→ Your objective
Copy out each line below in which the string "confusing" appears.

→ Data to use
PR #803, opened 2024-03-11
SWC-6724 - Fix issue where DATE columns would incorrectly parse a string that was a unix timestamp

nickgros:
See SWC-6724

### DIFF
--- a/packages/synapse-react-client/src/components/DateTimePicker/DateTimePicker.tsx
+++ b/packages/synapse-react-client/src/components/DateTimePicker/DateTimePicker.tsx
@@ -16,7 +16,7 @@ dayjs.extend(utc)
 dayjs.extend(timezone)
 dayjs.extend(advancedFormat)
 
-export type DateTimePickerProps = MuiDateTimePickerProps<string | Dayjs>
+export type DateTimePickerProps = MuiDateTimePickerProps<Dayjs>
 
 function TextFieldWithTzShown(props: TextFieldProps) {
   const { utcTime } = useSynapseContext()
@@ -55,7 +55,7 @@ export default function DateTimePicker(props: DateTimePickerProps) {
 
   return (
     <LocalizationProvider dateAdapter={AdapterDayjs}>
-      <MuiDateTimePicker<string | Dayjs>
+      <MuiDateTimePicker<Dayjs>
         value={valueAsDayjs}
         slots={{
           ...slots,
--- a/packages/synapse-react-client/src/components/Evaluation/EvaluationRoundEditor.tsx
+++ b/packages/synapse-react-client/src/components/Evaluation/EvaluationRoundEditor.tsx
@@ -147,12 +147,12 @@ export const EvaluationRoundEditor: React.FunctionComponent<
     }
   }, [error])
 
-  const [startDate, setStartDate] = useState<string | Dayjs | null>(
+  const [startDate, setStartDate] = useState<Dayjs | null>(
     evaluationRoundInput.roundStart
       ? dayjs(evaluationRoundInput.roundStart)
       : null,
   )
-  const [endDate, setEndDate] = useState<string | Dayjs | null>(
+  const [endDate, setEndDate] = useState<Dayjs | null>(
     evaluationRoundInput.roundEnd ? dayjs(evaluationRoundInput.roundEnd) : null,
   )
 
--- a/packages/synapse-react-client/src/components/TableColumnSchemaEditor/ColumnModelFormFields/DefaultValueField.test.tsx
+++ b/packages/synapse-react-client/src/components/TableColumnSchemaEditor/ColumnModelFormFields/DefaultValueField.test.tsx
@@ -1,11 +1,22 @@
 import React from 'react'
 import DefaultValueField, { DefaultValueFieldProps } from './DefaultValueField'
 import { createWrapper } from '../../../testutils/TestingLibraryUtils'
-import { render, screen, within } from '@testing-library/react'
+import { act, render, screen, within } from '@testing-library/react'
 import { ColumnTypeEnum } from '@sage-bionetworks/synapse-types'
 import userEvent from '@testing-library/user-event'
 import { formatDate } from '../../../utils/functions/DateFormatter'
-import dayjs from 'dayjs'
+import dayjs, { isDayjs } from 'dayjs'
+import DateTimePicker from '../../DateTimePicker/DateTimePicker'
+
+const MOCK_DATETIME_PICKER_TEST_ID = 'MockDateTimePicker'
+
+// Mock the DateTimePicker because how the date renders can vary based on time zone and localization, making it hard to test
+jest.mock('../../DateTimePicker/DateTimePicker', () => ({
+  __esModule: true,
+  default: jest.fn(() => <div data-testid={MOCK_DATETIME_PICKER_TEST_ID} />),
+}))
+
+const mockDateTimePicker = jest.mocked(DateTimePicker)
 
 function renderComponent<T>(props: DefaultValueFieldProps<T>) {
   return render(<DefaultValueField<T> {...props} />, {
@@ -14,6 +25,9 @@ function renderComponent<T>(props: DefaultValueFieldProps<T>) {
 }
 
 describe('DefaultValueField', () => {
+  beforeEach(() => {
+    jest.clearAllMocks()
+  })
   describe('STRING columnType', () => {
     it('shows an initial value', () => {
       const onChange = jest.fn()
@@ -91,16 +105,24 @@ describe('DefaultValueField', () => {
         isOriginallyDefaultColumn: false,
       },
       onChange,
-      value: '2021-01-15T00:00:00.000Z',
+      value: '1710388800000',
     })
 
-    // The actual value shown can vary based on localization
-    // So we will just test for the presence of a value and successful onChange call
-    const datePicker = screen.getByRole('textbox')
-    expect(datePicker.getAttribute('value')).not.toBeNull()
+    await screen.findByTestId(MOCK_DATETIME_PICKER_TEST_ID)
+    const mockDateTimePickerPassedProps = mockDateTimePicker.mock.lastCall![0]
+    // Verify that we pass the correct Dayjs value to the mock
+    expect(isDayjs(mockDateTimePickerPassedProps.value)).toBe(true)
+    expect(mockDateTimePickerPassedProps.value!.valueOf()).toBe(1710388800000)
 
-    await userEvent.type(datePicker, '2')
-    expect(onChange).toHaveBeenCalled()
+    // Simulate changing the date
+    act(() => {
+      mockDateTimePickerPassedProps.onChange!(dayjs(1710399900000), {
+        validationError: null,
+      })
+    })
+
+    // Verify that `onChange` gets a millisecond timestamp encoded in a string
+    expect(onChange).toHaveBeenLastCalledWith('1710399900000')
   })
 
   it('handles a STRING_LIST column type', async () => {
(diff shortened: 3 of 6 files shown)


packages/synapse-react-client/src/components/DateTimePicker/DateTimePicker.tsx
```diff
@@ -16,7 +16,7 @@ dayjs.extend(utc)
 dayjs.extend(timezone)
 dayjs.extend(advancedFormat)
 
-export type DateTimePickerProps = MuiDateTimePickerProps<string | Dayjs>
+export type DateTimePickerProps = MuiDateTimePickerProps<Dayjs>
```
nickgros, line 19: Change our DateTimePicker to only use Dayjs. The point is that how we manage datetimes can vary across the different services, so we should force whoever is using the component to deal with the complexity of parsing and returning the correct format.

packages/synapse-react-client/src/components/Evaluation/EvaluationRoundEditor.tsx
```diff
@@ -147,12 +147,12 @@ export const EvaluationRoundEditor: React.FunctionComponent<
...
-  const [startDate, setStartDate] = useState<string | Dayjs | null>(
+  const [startDate, setStartDate] = useState<Dayjs | null>(
     evaluationRoundInput.roundStart
       ? dayjs(evaluationRoundInput.roundStart)
       : null,
   )
-  const [endDate, setEndDate] = useState<string | Dayjs | null>(
+  const [endDate, setEndDate] = useState<Dayjs | null>(
     evaluationRoundInput.roundEnd ? dayjs(evaluationRoundInput.roundEnd) : null,
   )
```
nickgros, line 157: This is never a string, so it was a safe/easy change

packages/synapse-react-client/src/components/TableColumnSchemaEditor/ColumnModelFormFields/DefaultValueField.test.tsx
```diff
@@ -91,16 +105,24 @@ describe('DefaultValueField', () => {
         isOriginallyDefaultColumn: false,
       },
       onChange,
-      value: '2021-01-15T00:00:00.000Z',
+      value: '1710388800000',
```
nickgros, line 108: Bad test - the backend passes a string containing an integer unix timestamp with millisecond precision

packages/synapse-react-client/src/components/TableColumnSchemaEditor/ColumnModelFormFields/DefaultValueField.test.tsx
```diff
@@ -91,16 +105,24 @@ describe('DefaultValueField', () => {
...
+    act(() => {
+      mockDateTimePickerPassedProps.onChange!(dayjs(1710399900000), {
+        validationError: null,
+      })
+    })
 
-    await userEvent.type(datePicker, '2')
-    expect(onChange).toHaveBeenCalled()
+    // Verify that `onChange` gets a millisecond timestamp encoded in a string
+    expect(onChange).toHaveBeenLastCalledWith('1710399900000')
```
nickgros, line 125: ensure that the changed data matches the format of the input data

packages/synapse-react-client/src/components/TableColumnSchemaEditor/ColumnModelFormFields/DefaultValueField.test.tsx
```diff
@@ -168,20 +187,27 @@ describe('DefaultValueField', () => {
...
 
     await userEvent.click(screen.getByRole('button', { name: 'OK' }))
 
-    // Saving will convert these to ISO strings
-    expect(onChange).toHaveBeenCalledWith([
-      dayjs(1678852800000).toISOString(),
-      dayjs(1710475200000).toISOString(),
-    ])
+    // Saving should invoke onChange, which should return the original type, millisecond timestamps
+    expect(onChange).toHaveBeenCalledWith([DATE_ONE, DATE_TWO])
```
nickgros, line 211: Slight change to the DATE_LIST case. The data passed to `onChange` now matches the original format--integer timestamps

packages/synapse-react-client/src/components/TableColumnSchemaEditor/ColumnModelFormFields/DefaultValueField.tsx
```diff
@@ -57,22 +61,24 @@ function DefaultValueDateField(props: DefaultValueFieldProps<string>) {
   const { onChange, value = null, disabled, TextFieldProps } = props
 
   const valueAsDayjs = useMemo(() => {
-    if (value != null) {
-      return dayjs(value)
+    if (value) {
+      // The backend service returns a string that contains an integer unix timestamp with millisecond precision
+      // Passing the raw string to dayjs without a format option will parse the value incorrectly
+      // 'x' indicates parsing the value as a ms Unix Timestamp - https://day.js.org/docs/en/parse/string-format
+      return dayjs(value, 'x')
```
nickgros, line 68: Fixes SWC-6724

packages/synapse-react-client/src/components/TableColumnSchemaEditor/ColumnModelFormFields/DefaultValueField.tsx
```diff
@@ -102,7 +111,7 @@ function DefaultValueListField(
         // if it's a DATE_LIST, then the values are Unix timestamps in milliseconds
         // The `MultiValueField` component expects ISO strings to match the JSON Schema 'date-time' format
         return _value.map(v => {
-          return dayjs(v).toISOString()
+          return dayjs(v, 'x').toISOString()
```
nickgros, line 114: No bug here since we parse the integers at a higher level, but this makes it a little safer

packages/synapse-react-client/src/components/TableColumnSchemaEditor/ColumnModelFormFields/DefaultValueField.tsx
```diff
@@ -115,8 +124,15 @@ function DefaultValueListField(
     <MultiValueField
       value={value}
       onChange={arr => {
-        // Convert null to undefined
-        onChange(arr || undefined)
+        if (arr == null) {
+          // Convert null to undefined
+          onChange(undefined)
+        } else if (columnModel.columnType === ColumnTypeEnum.DATE_LIST) {
+          onChange(arr.map(val => dayjs(val).valueOf()))
```
nickgros, line 131: Change behavior to match what is passed in - a list of integer timestamps

packages/synapse-react-client/src/components/TableColumnSchemaEditor/ColumnModelFormFields/DefaultValueField.tsx
```diff
@@ -115,8 +124,15 @@ function DefaultValueListField(
...
+        } else {
+          // Convert null to undefined
```
hallieswan, line 133: Looks like this comment may not apply here, since this conversion is handled above

packages/synapse-react-client/src/components/TableColumnSchemaEditor/ColumnModelFormFields/DefaultValueField.tsx
hallieswan: Just curious, why does this `dayjs` call not need the 'x' argument to indicate parsing the value as a ms Unix Timestamp?

packages/synapse-react-client/src/components/TableColumnSchemaEditor/ColumnModelFormFields/DefaultValueField.tsx
nickgros, line 133:
```suggestion
```

packages/synapse-react-client/src/components/TableColumnSchemaEditor/ColumnModelFormFields/MultiValueField.stories.tsx
```diff
@@ -0,0 +1,36 @@
...
+}
+export const IntegerList: Story = {
+  args: {
+    value: [-5, 20, 0],
+    columnType: ColumnTypeEnum.INTEGER_LIST,
+  },
+}
+export const DateList: Story = {
+  args: {
+    value: ['2023-10-05T14:48:00.000Z', '2024-03-11T07:24:39.000Z'],
```
hallieswan, line 33: Based on the processing in DefaultValueListField, I was expecting these to be Unix timestamps with millisecond precision. Does MultiValueField handle Date lists with other datetime formats as well?

nickgros: `MultiValueField` consumes ISO strings (internally it uses React JSON Schema Form, and JSON Schema date-time uses ISO strings). `DefaultValueListField` converts integers to ISO strings to pass into `MultiValueField`, and then transforms ISO strings back to integers.

Since this story just touches MultiValueField, ISO timestamps are appropriate. Managing all of these different levels of translation can get confusing, and it makes it pretty easy to write bugs 🙃

packages/synapse-react-client/src/components/TableColumnSchemaEditor/ColumnModelFormFields/DefaultValueField.tsx
nickgros: In this case, these are ISO timestamps. I'll add a comment to clarify

packages/synapse-react-client/src/components/TableColumnSchemaEditor/ColumnModelFormFields/MultiValueField.stories.tsx
hallieswan: Oh that is confusing! So that's also why the 'x' argument is not needed [here](https://github.com/Sage-Bionetworks/synapse-web-monorepo/pull/803#discussion_r1520132015), since `MultiValueField` returns an ISO string `onChange`, which can be directly converted to a Day.js object with the default `dayjs` parse? If that's right, would it be worth adding a comment with that context?

packages/synapse-react-client/src/components/TableColumnSchemaEditor/ColumnModelFormFields/DefaultValueField.tsx
```diff
@@ -115,8 +124,14 @@ function DefaultValueListField(
     <MultiValueField
       value={value}
       onChange={arr => {
-        // Convert null to undefined
-        onChange(arr || undefined)
+        if (arr == null) {
+          // Convert null to undefined
+          onChange(undefined)
+        } else if (columnModel.columnType === ColumnTypeEnum.DATE_LIST) {
+          onChange(arr.map(val => dayjs(val).valueOf()))
```
nickgros, line 131:
```suggestion
          // Transform the ISO Timestamps to integer unix timestamps to match the passed value
          onChange(arr.map(val => dayjs(val).valueOf()))
```

packages/synapse-react-client/src/components/TableColumnSchemaEditor/ColumnModelFormFields/MultiValueField.stories.tsx
hallieswan: Oh just saw your comment on that point -- thanks for helping me understand, Nick!

nickgros: Just did!

hallieswan (approved):
Looks good to me!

→ Solution to this task
Since this story just touches MultiValueField, ISO timestamps are appropriate. Managing all of these different levels of translation can get confusing, and it makes it pretty easy to write bugs 🙃
hallieswan: Oh that is confusing! So that's also why the 'x' argument is not needed [here](https://github.com/Sage-Bionetworks/synapse-web-monorepo/pull/803#discussion_r1520132015), since `MultiValueField` returns an ISO string `onChange`, which can be directly converted to a Day.js object with the default `dayjs` parse? If that's right, would it be worth adding a comment with that context?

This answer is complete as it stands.